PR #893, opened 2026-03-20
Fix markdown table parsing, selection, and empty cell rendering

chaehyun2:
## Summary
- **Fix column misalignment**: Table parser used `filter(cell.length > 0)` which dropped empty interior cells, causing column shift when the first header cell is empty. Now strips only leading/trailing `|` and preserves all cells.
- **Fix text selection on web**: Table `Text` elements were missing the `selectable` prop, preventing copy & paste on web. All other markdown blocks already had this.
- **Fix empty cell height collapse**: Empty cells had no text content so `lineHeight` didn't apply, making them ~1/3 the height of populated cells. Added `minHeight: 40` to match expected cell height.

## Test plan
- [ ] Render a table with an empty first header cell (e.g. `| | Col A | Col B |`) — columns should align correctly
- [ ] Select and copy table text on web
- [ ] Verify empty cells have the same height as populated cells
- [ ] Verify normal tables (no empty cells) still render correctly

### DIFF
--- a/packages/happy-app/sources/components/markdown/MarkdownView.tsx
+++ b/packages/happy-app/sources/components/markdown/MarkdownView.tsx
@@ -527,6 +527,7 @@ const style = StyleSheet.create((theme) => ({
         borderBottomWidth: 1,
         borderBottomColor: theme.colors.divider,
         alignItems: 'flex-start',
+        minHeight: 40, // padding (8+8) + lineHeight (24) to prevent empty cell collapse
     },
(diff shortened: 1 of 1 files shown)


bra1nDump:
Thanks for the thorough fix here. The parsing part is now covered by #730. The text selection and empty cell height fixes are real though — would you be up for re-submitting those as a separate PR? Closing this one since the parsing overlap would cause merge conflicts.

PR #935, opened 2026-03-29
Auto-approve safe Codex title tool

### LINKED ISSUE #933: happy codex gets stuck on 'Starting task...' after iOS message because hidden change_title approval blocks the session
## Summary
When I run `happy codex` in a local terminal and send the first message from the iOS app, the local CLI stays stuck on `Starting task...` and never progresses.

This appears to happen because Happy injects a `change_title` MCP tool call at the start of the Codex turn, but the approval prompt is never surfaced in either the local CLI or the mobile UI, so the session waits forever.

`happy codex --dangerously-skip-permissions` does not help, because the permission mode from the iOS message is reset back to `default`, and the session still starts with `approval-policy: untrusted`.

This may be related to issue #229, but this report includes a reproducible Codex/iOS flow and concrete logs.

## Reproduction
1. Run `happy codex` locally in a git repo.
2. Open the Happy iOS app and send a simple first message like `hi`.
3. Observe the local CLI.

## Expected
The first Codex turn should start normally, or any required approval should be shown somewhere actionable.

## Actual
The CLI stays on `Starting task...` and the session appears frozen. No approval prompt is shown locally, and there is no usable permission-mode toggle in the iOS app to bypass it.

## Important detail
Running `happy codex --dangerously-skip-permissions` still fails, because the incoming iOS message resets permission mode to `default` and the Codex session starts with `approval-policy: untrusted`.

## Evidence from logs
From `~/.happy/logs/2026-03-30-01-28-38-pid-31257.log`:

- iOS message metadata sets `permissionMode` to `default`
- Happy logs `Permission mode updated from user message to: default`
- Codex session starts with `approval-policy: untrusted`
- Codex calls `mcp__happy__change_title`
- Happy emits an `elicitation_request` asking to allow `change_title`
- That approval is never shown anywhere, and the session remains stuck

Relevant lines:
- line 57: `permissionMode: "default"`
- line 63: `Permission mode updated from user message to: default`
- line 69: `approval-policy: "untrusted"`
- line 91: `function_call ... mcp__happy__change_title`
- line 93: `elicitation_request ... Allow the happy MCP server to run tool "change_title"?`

What needs to be done => Reproduce exactly the lines of the records above from the one with "PR #935, opened 2026-03-29" to the one with "a git repo.", both included, and leave out everything else.

Problem solution =>
PR #935, opened 2026-03-29
Auto-approve safe Codex title tool

### LINKED ISSUE #933: happy codex gets stuck on 'Starting task...' after iOS message because hidden change_title approval blocks the session
## Summary
When I run `happy codex` in a local terminal and send the first message from the iOS app, the local CLI stays stuck on `Starting task...` and never progresses.

This appears to happen because Happy injects a `change_title` MCP tool call at the start of the Codex turn, but the approval prompt is never surfaced in either the local CLI or the mobile UI, so the session waits forever.

`happy codex --dangerously-skip-permissions` does not help, because the permission mode from the iOS message is reset back to `default`, and the session still starts with `approval-policy: untrusted`.

This may be related to issue #229, but this report includes a reproducible Codex/iOS flow and concrete logs.

## Reproduction
1. Run `happy codex` locally in a git repo.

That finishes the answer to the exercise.